▶ [Your objective]: The response must reproduce every record below without alteration.

▶ [Supplied entries]:
PR #715, opened 2023-03-07
glibc: rebuild 2.37-r3 to remove final dependency cycle

kaniini:


dlorenc (approved):

luhring:
@kaniini Just so I'm following correctly, which exact Melange change/PR will result in this rebuild fixing the dependency cycle?

PR #716, opened 2023-03-07
Bump some go modules in traefik to fix two CVEs.

dlorenc:
I sent this same PR upstream: https://github.com/traefik/traefik/pull/9763

Fixes: 

Related: 

#### For new package PRs only

- [ ] The package is available under an OSI-approved or FSF-approved license
- [ ] The version of the package is still receiving security updates

#### For security-related PRs

#### For version bump PRs


kaniini (approved):

luhring:
This set the fixed version to a later version (`-r2`) than the version of the package itself (`-r1`). We should make it easier in `wolfictl` to avoid this. I've opened a bug for this: https://github.com/wolfi-dev/wolfictl/issues/97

▶ [Output of the task]:
PR #715, opened 2023-03-07
glibc: rebuild 2.37-r3 to remove final dependency cycle

kaniini:


dlorenc (approved):

luhring:
@kaniini Just so I'm following correctly, which exact Melange change/PR will result in this rebuild fixing the dependency cycle?

PR #716, opened 2023-03-07
Bump some go modules in traefik to fix two CVEs.

dlorenc:
I sent this same PR upstream: https://github.com/traefik/traefik/pull/9763

Fixes: 

Related: 

#### For new package PRs only

- [ ] The package is available under an OSI-approved or FSF-approved license
- [ ] The version of the package is still receiving security updates

#### For security-related PRs

#### For version bump PRs


kaniini (approved):

luhring:
This set the fixed version to a later version (`-r2`) than the version of the package itself (`-r1`). We should make it easier in `wolfictl` to avoid this. I've opened a bug for this: https://github.com/wolfi-dev/wolfictl/issues/97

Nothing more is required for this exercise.